Link to paper

The full paper is available here.

You can also find the paper on PapersWithCode here.

Abstract

Task of open-world class-agnostic object detection is addressed
RGB-based models suffer from overfitting and fail to detect novel-looking objects
Geometric cues such as depth and normals are incorporated to train an object proposal network
GOOD significantly improves detection recall for novel object categories and performs well with few training classes
Using a single “person” class for training on the COCO dataset, GOOD surpasses SOTA methods by 5.0% AR@100

Task of open-world class-agnostic object detection
RGB-based models suffer from overfitting and fail at detecting novel-looking objects
Incorporating geometric cues such as depth and normals to train an object proposal network
Geometry-guided Open-world Object Detector (GOOD) improves detection recall for novel object categories

The standard object detection task is to detect objects from a predefined class list.
In the open-world setup, object detectors are required to detect all the objects in the scene even though they have only been trained on objects from a limited number of classes.
Current state-of-the-art object detectors typically struggle in the open-world setup.
Estimating geometric cues such as depth and normals from a single RGB image has been an active research area for a long time.
Geometric cues possess built-in invariance to many changes and are more class-agnostic than RGB signals.
Monocular estimators for mid-level representations have significantly advanced in terms of prediction quality and generalization to novel scenes.
We propose to use a pseudo-labeling method for incorporating geometric cues into open-world object detector training.
Incorporating the geometry cues can significantly improve the detection recall of unseen objects.
Geometry cues help discover novel-looking objects that RGB-based detectors cannot detect.
RGB-based detectors can make use of more annotations with their strong representation learning ability to generalize to novel, unseen categories.

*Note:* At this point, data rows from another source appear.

Issue #2349, opened 2025-09-09
Admin item set show doesn't list related sites


kimisgold:
In the admin interface, the item show view details which sites it belongs to. The item set show view should do so as well.

PR #2352, opened 2025-09-11
List sites in item set details sidebar

jimsafley:
Per #2349, this PR lists sites in the item set details sidebar


zerocrates:
We took #2346 instead of this one.

PR #2359, opened 2025-09-18
Fix garbled first character of multibyte usernames in "User permissions" sidebar.

rish314:
# Summary
Fixed an issue where the first character of multibyte usernames was garbled in the right sidebar of the "User permissions" page.

Before:
スクリーンショット 2025-09-19 0 04 12

After:
スクリーンショット 2025-09-19 0 00 17

### DIFF
--- a/application/src/View/Helper/UserSelector.php
+++ b/application/src/View/Helper/UserSelector.php
@@ -43,8 +43,8 @@ class UserSelector extends AbstractHelper
     {
         $usersByInitial = [];
         foreach ($users as $user) {
-            $initial = mb_substr($user->name(), 0, 1);
-            $upper_initial = mb_strtoupper($initial);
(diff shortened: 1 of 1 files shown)


zerocrates:
Ah sure, indexing into the string is splitting apart multibyte UTF-8 chars if they're first.

Happy with the fix. Two things:
1) you'll see that you've tripped the code style checker; it's just complaining about the formatting of the stub classes in your test, so if you could fix those
2) I'd rather not have things depending on the mbstring config settings, so please pass the `UTF-8` argument at the end of your `mb_*` calls

rish314:
@zerocrates 
Thank you for your comments. I’ve committed the changes based on your advice. Please check them, and let me know if you notice anything else.

zerocrates:
Looks good. Thanks for the contribution.

Issue #2391, opened 2025-12-09
New displayValues() option properties only renders in default order


jlayt:
The new displayValues() option 'properties' to select which values to render is very welcome, however the implementation uses the default order of the values to output rather than the passed in selection order. This would be a useful option to have, perhaps 'propertyOrder' or 'orderedProperties'?

https://github.com/omeka/omeka-s/blob/4bb3350dad55fc50ce7b4370bec978ba979b968e/application/src/Api/Representation/AbstractResourceEntityRepresentation.php#L491

zerocrates:
Yeah, a "propertiesRespectOrder" boolean or something like that? I don't think that would be a problem.... we'd just have to swap around some of the array intersecting/merging here to get that result.

PR #2393, opened 2025-12-13
Add displayValues option to respect property order

jimsafley:
See #2391. Adds "propertiesRespectOrder" option to `AbstractResourceEntityRepresentation::displayValues()`. Setting it to `true` changes default behavior to respect the order of properties passed in the "properties" option. The default behavior is to maintain the original property order, irrespective of the passed order. For example, this:

```php
$item->displayValues(['properties' => ['dcterms:subject', 'dcterms:description', 'dcterms:title']]);
```

will, in most cases, output "Title, Description, Subject" because that's the order defined on the resource itself. Whereas, this:

```php
$item->displayValues(['properties' => ['dcterms:subject', 'dcterms:description', 'dcterms:title'], 'propertiesRespectOrder' => true])
```

will output "Subject, Description, Title" because "propertiesRespectOrder" is `true`, and that's the order passed in the "properties" option.

### DIFF
--- a/application/src/Api/Representation/AbstractResourceEntityRepresentation.php
+++ b/application/src/Api/Representation/AbstractResourceEntityRepresentation.php
@@ -481,6 +481,7 @@ abstract class AbstractResourceEntityRepresentation extends AbstractEntityRepres
         $options['viewName'] ??= 'common/resource-values';
         $options['siteId'] ??= null;
         $options['properties'] ??= [];
+        $options['propertiesRespectOrder'] ??= false;
         $options['excludeProperties'] ??= [];
 
         $services = $this->getServiceLocator();
@@ -488,7 +489,11 @@ abstract class AbstractResourceEntityRepresentation extends AbstractEntityRepres
 
         // Filter values by the "properties" and "excludeProperties" options.
         if ($options['properties']) {
-            $values = array_intersect_key($values, array_flip($options['properties']));
+            $termsAsKeys = array_flip($options['properties']);
+            $values = $options['propertiesRespectOrder']
+                ? array_replace($termsAsKeys, $values)
+                : $values;
+            $values = array_intersect_key($values, $termsAsKeys);
         }
         if ($options['excludeProperties']) {
             $values = array_diff_key($values, array_flip($options['excludeProperties']));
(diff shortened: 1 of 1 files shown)


zerocrates:
This won't work properly if `properties` contains terms that the resource has no values for: you'll get an entry for the "missing" terms in the final result when you shouldn't (despite its name, `array_replace` will introduce new keys in the result that aren't in the first arg). 

It's possible to fix this with more array_ calls... one option that comes to mind would be doing another array_intersect_keys with the original `$values` passed second to drop out anything in we don't actually have a value for... but we may just want to swap this out with a foreach:

```
$result = [];
foreach ($options['properties'] as $term) {
    if (isset($values[$term])) {
        $result[$term] = $values[$term];
    }
}
$values = $result;
```

jimsafley:
I feel that `propertiesRespectOrder` is an awkward option name. It implies that the default behavior is somehow not respecting an order. Maybe a better option is `originalOrder` with the default set to `true`? That way the default behavior remains the same, and `originalOrder=false` respects the order passed in `properties`.

zerocrates:
I'd want `properties` first in any option as this is something that only works with the `properties` option. `propertiesOrdered` or whatever if we want to shorten it, i'm fine with. The reverses, like `propertiesOriginalOrder` also fine, but also kind of long.

application/src/Api/Representation/AbstractResourceEntityRepresentation.php
```diff
@@ -481,14 +481,19 @@ public function displayValues(array $options = [])
...
+        $options['propertiesRespectOrder'] ??= false;
         $options['excludeProperties'] ??= [];
 
         $services = $this->getServiceLocator();
         $values = $this->values();
 
         // Filter values by the "properties" and "excludeProperties" options.
         if ($options['properties']) {
-            $values = array_intersect_key($values, array_flip($options['properties']));
+            $termsAsKeys = array_flip($options['properties']);
```
jlayt, line 492: One issue with doing this here is that some Modules that process 'rep.resource.display_values' don't respect the display order passed in, they quite often just re-sort it to the default template order. The sorting is probably best done after the event returns the values.

zerocrates: Do you have specific ones in mind?

jlayt: Yeap, Advanced Resource Templates does it. I've opened an issue for it over there to respect the order passed through, but it does feel like it would be whack-a-mole.

PR #2419, opened 2026-01-26
add php8.5 and fix deprecation

tacman:


zerocrates:
So, I think we'd like this instead as just `$format &&` stuck onto the front of existing `if` check, no extra `if`.

And if you could squash/rebase this down to two commits, one adding to the test matrix and one making your fix, that would be great.

Issue #2428, opened 2026-01-30
Property creation via API failing with 422 error


tacman:
## Summary
Creating properties via the Omeka S REST API fails with `422` and the error `o:vocabulary: "A vocabulary must be set."` even when a valid vocabulary exists and is referenced in the payload. Item creation and other API endpoints work.

## Steps to Reproduce
1. Ensure a custom vocabulary exists (e.g., prefix `kpa`, id `5`).
2. Call `POST /api/properties` with payload:

```json
{
  "o:term": "kpa:school",
  "o:label": "School",
  "o:local_name": "school",
  "o:vocabulary": { "o:id": 5 }
}
```

3. Observe API response.

## Observed Behavior
- API responds with `422`
- Response body (errors):
```json
{
  "o:vocabulary": ["A vocabulary must be set."]
}
```

Tried the following variants for `o:vocabulary`, all rejected with the same error:
- integer `5`
- object `{ "o:id": 5, "o:prefix": "kpa" }`
- object `{ "@id": "https://example.com/api/vocabularies/5" }`
- full vocabulary resource object returned from `GET /api/vocabularies/5`

## Expected Behavior
Property should be created when `o:vocabulary` references an existing vocabulary.

## Environment
- Omeka S REST API
- API key can create items and templates successfully
- Example API URL: `https://kpa-omeka.survos.com/api`
- Custom vocabulary exists and is visible in the admin UI

## Question
Is property creation via API supported/allowed, and if so, what exact payload is required for `o:vocabulary`?

I'm running the release from the docker repo.  I can share my API key and access if that helps.  email me at tacman@gmail.com

PR #2429, opened 2026-01-30
Allow to set vocabulary when hydrating class and property

jimsafley:
See #2428

This change makes it possible to assign a vocabulary to a resource class or property via the API.

### DIFF
--- a/application/src/Api/Adapter/PropertyAdapter.php
+++ b/application/src/Api/Adapter/PropertyAdapter.php
@@ -65,6 +65,8 @@ class PropertyAdapter extends AbstractEntityAdapter
         ErrorStore $errorStore
     ) {
         $data = $request->getContent();
+        $isCreate = Request::CREATE === $request->getOperation();
+
         $this->hydrateOwner($request, $entity);
 
         if ($this->shouldHydrate($request, 'o:local_name')) {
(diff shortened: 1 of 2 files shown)


zerocrates:
Hmm... enabling this would make it easy to, say, update a member by moving it from one vocab to another. I'm not sure whether we want to improve the api stuff for vocabs and members individually, or instead push the RDF importer via the API and have that be the intended entry point like it is for the UI.

I haven't looked closely at this in a while but if I remember correctly these will work through the API, just only if edited/created via their parent vocab.

jimsafley:
> I haven't looked closely at this in a while but if I remember correctly these will work through the API, just only if edited/created via their parent vocab.

Running the following will delete all existing properties, replacing them with the "Foo" property. 

`PATCH /api/vocabularies/1`

```
{
    "o:property": [
        {
            "o:local_name": "foo"
            "o:label": "Foo",
        }
    ]
}
```

For a `PATCH` that's not expected and certainly destructive. The only way to safely create a property via the vocabulary endpoint is to include ID'd references to all existing properties as well. Note that when `GET`ing a vocabulary, the response does not include its members.

zerocrates:
Well it's how patch works everywhere we have it. Patch an item with one file and you'll delete the others, etc. Though yes, that the output doesn't include these may make it a more likely mistake.

The design of what we have is based on the assumption that you'll create the vocab all at once with its members. In that case it's not really an issue, but editing/adding after the fact, it doesn't offer much for that.

If creation of new members is the main concern we could hydrate the vocab only on create, that's an option.

PR #2432, opened 2026-02-09
Composer addons with override

Daniel-KM:
Hi,

This is an history rebuild for #2412 , so it adds only the main feature and then additionnal but useful features in order to manage omeka modules and themes via the composer of omeka in directory composer-addons/, and to let people to continue to use the directories modules/ and themes/ as they used to. It is very useful to manage containers with volumes and to let freedom to users. It is fully compatible with 4.2 (except the change of the directory by the internal installer plugin, that was never used except by the default theme). So you can merge all or cherry-pick the features you want. 

- manage directory composer-addons/ with composer
- manage priority for modules/ and themes/
- use composer.json when available for simple and fast init
- manage automatic inflection of installer name to simplify upgrade
- a script to install modules dependencies for manually installed modules via git inside modules/, since composer does not inherit them (can be a composer command).

So the remaining point to think about is to use, or not, composer-merge-plugin (so two separate composer.json, a little slower).

### DIFF
--- a/.gitignore
+++ b/.gitignore
@@ -9,6 +9,10 @@
 /files/
 /modules/
 /themes/
+/composer-addons/modules/*
+!/composer-addons/modules/.gitkeep
+/composer-addons/themes/*
+!/composer-addons/themes/.gitkeep
 /application/test/config/database.ini
 /application/test/.phpunit.result.cache
 /application/asset/css/font-awesome/
--- a/.php-cs-fixer.dist.php
+++ b/.php-cs-fixer.dist.php
@@ -50,6 +50,7 @@ return $config
             ->exclude('application/data/doctrine-proxies')
             ->exclude('application/data/media-types')
             ->exclude('application/data/overrides')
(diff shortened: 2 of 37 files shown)


C-Norton:
We're interested in Bot-Challenge, so we're interested in seeing this go into a mainline omeka release at some point, as from my understanding it is necessary

Daniel-KM:
No, you can use Bot Challenge independantly of this pr. Unlike Atom where the bot challenge is integrated in the core, Bot Challenge is a module, but if this pr is merged, it will be easy to install Bot Challenge in a default project.

C-Norton:
> No, you can use Bot Challenge independantly of this pr. Unlike Atom where the bot challenge is integrated in the core, Bot Challenge is a module, but if this pr is merged, it will be easy to install Bot Challenge in a default project.

Ah, thanks for the clarification, glad to hear it

Daniel-KM:
Rebased on v4.2.1.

Models trained on RGB images tend to over-rely on appearance cues for object detection.
Involving novel objects into training can mitigate the appearance bias.
Geometric cues such as depth and normals are used to detect unannotated novel objects.

Train object proposal network on depth or normal input
Filter out detected bounding boxes that overlap with base class annotations
Add remaining top-k boxes to ground truth annotations
Train class-agnostic object detector using extended bounding box annotation pool
Use strong data augmentation during Phase-II training

Target two major challenges of open-world class-agnostic object detection: cross-category and cross-dataset generalization
Split 80 classes in COCO dataset into two parts: one for training, one for testing
First benchmark: single “person” class and 79 non-person classes
Second benchmark: 20 PASCAL-VOC classes for training, 60 for testing
Cross-dataset evaluation: ADE20K dataset for testing

Geometric cues are less sensitive to appearance shifts across classes.
Geometric cues can achieve higher per-novel-class AR@5 than RGB in many categories.
Geometric cues are better than edges and pairwise affinities.
Geometric cues are better than adding shape bias and multi-scale augmentation.
Depth and normals outperform 2D edge and PA on detecting novel objects.
Data augmentation is helpful to counteract the noise in pseudo labels.
More base classes in training allow object detectors to better detect novel objects.
Ensembling pseudo labels is slightly better than using stacked inputs for Phase-I training.
Stacking RGB with geometric cues leads to inferior performance.
Adding pseudo boxes from RGB leads to no performance gains or even worsens the performance.
Object proposal networks trained on RGB favor smaller detection boxes.